__WORK TO BE COMPLETED__: Every line in the data below that has the word "write" should be returned.

__WORKING DATA__:
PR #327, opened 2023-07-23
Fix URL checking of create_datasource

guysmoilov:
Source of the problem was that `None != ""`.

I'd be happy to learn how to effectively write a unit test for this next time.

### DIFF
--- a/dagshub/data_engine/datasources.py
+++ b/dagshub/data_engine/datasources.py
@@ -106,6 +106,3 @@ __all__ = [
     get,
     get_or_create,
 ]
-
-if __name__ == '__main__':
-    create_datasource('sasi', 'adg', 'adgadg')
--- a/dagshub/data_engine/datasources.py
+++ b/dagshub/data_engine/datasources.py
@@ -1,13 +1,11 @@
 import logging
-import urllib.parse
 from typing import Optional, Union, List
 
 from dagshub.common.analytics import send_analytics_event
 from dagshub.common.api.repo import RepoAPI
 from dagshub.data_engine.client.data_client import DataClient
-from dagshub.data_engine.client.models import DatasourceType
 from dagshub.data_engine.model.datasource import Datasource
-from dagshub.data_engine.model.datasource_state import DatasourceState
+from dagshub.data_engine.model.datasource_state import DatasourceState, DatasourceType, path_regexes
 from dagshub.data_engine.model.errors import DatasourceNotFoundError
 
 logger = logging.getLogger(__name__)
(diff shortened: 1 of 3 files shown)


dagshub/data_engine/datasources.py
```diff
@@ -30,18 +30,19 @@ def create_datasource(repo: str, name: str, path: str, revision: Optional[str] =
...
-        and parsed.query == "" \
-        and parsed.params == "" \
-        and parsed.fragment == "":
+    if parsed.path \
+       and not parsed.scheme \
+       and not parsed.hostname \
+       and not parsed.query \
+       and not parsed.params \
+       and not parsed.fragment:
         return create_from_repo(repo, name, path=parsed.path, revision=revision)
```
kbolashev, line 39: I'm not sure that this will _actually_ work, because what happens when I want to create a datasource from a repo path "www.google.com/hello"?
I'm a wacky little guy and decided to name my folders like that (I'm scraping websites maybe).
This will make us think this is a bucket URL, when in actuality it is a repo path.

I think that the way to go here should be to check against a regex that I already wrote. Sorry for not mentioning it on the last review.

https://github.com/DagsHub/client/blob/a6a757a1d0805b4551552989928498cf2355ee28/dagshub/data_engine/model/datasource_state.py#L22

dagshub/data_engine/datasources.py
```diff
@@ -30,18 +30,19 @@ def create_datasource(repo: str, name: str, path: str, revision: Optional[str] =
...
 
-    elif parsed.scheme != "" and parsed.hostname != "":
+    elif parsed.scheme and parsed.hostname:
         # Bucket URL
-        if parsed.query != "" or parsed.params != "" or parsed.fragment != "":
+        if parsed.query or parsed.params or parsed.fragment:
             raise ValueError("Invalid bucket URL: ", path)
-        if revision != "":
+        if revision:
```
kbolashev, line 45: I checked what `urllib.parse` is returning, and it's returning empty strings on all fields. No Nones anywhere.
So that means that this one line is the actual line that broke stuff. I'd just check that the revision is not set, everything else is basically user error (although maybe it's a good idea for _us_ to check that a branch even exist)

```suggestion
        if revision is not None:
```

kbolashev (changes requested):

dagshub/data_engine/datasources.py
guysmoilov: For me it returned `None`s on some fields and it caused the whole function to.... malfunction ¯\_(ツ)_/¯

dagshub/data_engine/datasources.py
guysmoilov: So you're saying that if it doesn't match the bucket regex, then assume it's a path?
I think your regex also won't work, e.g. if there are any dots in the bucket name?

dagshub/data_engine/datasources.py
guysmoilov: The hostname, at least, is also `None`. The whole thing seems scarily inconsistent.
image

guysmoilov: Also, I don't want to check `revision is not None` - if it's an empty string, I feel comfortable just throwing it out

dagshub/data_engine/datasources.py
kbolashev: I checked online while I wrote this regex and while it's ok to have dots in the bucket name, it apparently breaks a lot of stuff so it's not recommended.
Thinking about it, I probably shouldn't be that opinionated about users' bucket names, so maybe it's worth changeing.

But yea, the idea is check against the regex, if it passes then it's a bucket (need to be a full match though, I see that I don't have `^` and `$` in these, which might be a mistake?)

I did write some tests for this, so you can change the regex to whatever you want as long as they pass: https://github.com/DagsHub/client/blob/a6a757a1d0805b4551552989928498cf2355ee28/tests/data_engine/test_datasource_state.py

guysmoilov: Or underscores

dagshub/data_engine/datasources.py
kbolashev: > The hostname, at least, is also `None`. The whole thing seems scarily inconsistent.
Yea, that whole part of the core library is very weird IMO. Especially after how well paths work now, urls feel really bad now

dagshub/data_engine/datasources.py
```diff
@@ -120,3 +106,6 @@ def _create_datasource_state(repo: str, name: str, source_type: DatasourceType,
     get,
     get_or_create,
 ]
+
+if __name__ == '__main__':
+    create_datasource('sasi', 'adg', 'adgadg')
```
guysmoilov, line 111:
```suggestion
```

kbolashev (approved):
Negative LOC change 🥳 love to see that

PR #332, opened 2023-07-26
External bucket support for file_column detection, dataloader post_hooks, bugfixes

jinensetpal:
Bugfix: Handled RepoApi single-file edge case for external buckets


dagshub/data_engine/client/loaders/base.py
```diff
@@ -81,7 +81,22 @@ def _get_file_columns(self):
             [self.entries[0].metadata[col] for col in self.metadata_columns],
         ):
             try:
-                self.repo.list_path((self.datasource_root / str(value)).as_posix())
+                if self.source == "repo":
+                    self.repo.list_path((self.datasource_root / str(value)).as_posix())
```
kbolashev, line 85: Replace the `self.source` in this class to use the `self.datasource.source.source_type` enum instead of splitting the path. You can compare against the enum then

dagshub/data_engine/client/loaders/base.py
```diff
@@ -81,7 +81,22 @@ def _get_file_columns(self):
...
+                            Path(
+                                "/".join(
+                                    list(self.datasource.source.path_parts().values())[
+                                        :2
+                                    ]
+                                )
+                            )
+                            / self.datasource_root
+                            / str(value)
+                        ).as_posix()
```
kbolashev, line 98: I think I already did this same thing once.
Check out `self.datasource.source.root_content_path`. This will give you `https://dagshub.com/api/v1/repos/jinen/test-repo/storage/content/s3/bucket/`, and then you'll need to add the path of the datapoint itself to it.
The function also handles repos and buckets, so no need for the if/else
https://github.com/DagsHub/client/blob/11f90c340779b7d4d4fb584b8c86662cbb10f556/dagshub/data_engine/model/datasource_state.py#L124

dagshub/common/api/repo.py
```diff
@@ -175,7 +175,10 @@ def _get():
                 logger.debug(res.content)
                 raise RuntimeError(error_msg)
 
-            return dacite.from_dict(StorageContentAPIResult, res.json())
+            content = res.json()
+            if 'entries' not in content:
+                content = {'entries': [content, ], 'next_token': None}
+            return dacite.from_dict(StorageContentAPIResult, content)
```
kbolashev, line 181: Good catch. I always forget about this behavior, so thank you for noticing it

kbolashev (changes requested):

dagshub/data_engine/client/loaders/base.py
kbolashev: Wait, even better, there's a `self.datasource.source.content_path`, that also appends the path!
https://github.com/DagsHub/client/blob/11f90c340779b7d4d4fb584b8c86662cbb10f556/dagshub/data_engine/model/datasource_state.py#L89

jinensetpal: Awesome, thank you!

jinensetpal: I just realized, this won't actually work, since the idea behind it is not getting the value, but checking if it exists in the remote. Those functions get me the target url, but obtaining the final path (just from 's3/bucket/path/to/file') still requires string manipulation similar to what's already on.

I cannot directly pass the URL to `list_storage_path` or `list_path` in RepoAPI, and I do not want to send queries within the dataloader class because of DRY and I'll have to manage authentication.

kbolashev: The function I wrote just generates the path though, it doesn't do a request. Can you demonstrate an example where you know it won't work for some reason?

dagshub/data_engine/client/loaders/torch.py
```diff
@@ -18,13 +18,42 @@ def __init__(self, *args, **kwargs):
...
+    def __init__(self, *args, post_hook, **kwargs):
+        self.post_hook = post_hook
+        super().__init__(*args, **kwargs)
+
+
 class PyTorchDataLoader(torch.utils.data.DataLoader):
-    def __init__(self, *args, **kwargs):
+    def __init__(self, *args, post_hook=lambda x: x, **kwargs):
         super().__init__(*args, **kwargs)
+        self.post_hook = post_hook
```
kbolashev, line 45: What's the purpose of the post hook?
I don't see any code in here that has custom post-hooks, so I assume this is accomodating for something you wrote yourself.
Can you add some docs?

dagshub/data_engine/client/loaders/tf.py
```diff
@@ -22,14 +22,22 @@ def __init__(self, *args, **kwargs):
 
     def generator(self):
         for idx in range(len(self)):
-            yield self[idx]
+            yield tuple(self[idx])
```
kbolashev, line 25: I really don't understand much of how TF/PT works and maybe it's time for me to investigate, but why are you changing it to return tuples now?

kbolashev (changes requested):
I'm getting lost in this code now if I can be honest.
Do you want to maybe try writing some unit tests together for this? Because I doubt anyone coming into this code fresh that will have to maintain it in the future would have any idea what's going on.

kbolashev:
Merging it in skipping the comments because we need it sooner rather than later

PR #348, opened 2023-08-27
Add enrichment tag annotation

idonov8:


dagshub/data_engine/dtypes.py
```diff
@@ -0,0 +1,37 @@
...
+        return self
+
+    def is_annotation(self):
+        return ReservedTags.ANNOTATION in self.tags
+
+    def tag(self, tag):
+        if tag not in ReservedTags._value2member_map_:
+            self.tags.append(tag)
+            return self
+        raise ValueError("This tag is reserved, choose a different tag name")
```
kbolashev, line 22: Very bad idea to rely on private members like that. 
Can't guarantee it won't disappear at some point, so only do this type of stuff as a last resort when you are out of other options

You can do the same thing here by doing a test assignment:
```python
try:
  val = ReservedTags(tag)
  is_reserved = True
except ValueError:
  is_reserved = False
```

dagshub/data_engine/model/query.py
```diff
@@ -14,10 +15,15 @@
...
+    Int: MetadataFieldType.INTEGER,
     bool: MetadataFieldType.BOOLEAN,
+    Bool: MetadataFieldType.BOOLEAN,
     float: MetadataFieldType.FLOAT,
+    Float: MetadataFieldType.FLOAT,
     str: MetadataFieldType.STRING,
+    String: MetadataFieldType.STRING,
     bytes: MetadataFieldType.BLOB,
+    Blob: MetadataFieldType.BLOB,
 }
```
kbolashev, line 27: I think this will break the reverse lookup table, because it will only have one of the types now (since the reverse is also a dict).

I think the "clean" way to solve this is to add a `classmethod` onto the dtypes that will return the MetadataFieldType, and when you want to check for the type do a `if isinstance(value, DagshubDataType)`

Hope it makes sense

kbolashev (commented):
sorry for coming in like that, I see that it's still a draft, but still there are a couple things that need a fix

--

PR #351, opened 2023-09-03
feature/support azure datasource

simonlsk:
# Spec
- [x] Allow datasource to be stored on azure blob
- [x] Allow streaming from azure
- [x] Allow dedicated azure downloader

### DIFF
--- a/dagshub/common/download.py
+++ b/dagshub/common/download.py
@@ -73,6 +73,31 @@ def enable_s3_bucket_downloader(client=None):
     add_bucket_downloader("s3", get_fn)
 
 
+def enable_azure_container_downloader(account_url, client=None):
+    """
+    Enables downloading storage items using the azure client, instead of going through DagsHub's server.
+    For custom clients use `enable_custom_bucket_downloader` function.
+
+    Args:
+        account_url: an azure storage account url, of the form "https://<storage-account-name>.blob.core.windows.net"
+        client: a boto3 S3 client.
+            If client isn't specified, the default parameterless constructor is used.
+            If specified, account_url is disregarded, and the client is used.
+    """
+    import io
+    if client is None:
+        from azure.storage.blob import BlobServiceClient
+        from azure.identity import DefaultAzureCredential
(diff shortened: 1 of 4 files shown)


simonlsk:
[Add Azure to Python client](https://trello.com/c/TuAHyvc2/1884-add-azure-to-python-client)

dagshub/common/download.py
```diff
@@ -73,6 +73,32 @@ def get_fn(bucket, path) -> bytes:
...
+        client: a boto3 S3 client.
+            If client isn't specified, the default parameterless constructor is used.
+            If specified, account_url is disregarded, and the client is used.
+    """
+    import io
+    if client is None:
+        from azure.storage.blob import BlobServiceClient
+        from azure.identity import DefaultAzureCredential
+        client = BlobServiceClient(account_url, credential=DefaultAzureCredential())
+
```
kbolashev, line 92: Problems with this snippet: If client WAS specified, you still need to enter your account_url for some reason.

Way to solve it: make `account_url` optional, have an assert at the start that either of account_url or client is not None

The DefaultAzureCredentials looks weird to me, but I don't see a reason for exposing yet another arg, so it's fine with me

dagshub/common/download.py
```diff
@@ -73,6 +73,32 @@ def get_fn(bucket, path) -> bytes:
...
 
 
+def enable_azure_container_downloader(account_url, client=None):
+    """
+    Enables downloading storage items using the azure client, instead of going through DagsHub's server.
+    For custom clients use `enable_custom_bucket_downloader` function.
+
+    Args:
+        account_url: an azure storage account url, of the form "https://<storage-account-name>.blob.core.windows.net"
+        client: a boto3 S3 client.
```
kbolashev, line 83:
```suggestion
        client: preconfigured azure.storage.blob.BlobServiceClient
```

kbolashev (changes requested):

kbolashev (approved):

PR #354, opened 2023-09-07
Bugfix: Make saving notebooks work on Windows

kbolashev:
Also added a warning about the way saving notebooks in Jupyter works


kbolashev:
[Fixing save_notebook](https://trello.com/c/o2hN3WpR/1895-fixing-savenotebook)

__WRITTEN ANSWER__:
I'd be happy to learn how to effectively write a unit test for this next time.
I did write some tests for this, so you can change the regex to whatever you want as long as they pass: https://github.com/DagsHub/client/blob/a6a757a1d0805b4551552989928498cf2355ee28/tests/data_engine/test_datasource_state.py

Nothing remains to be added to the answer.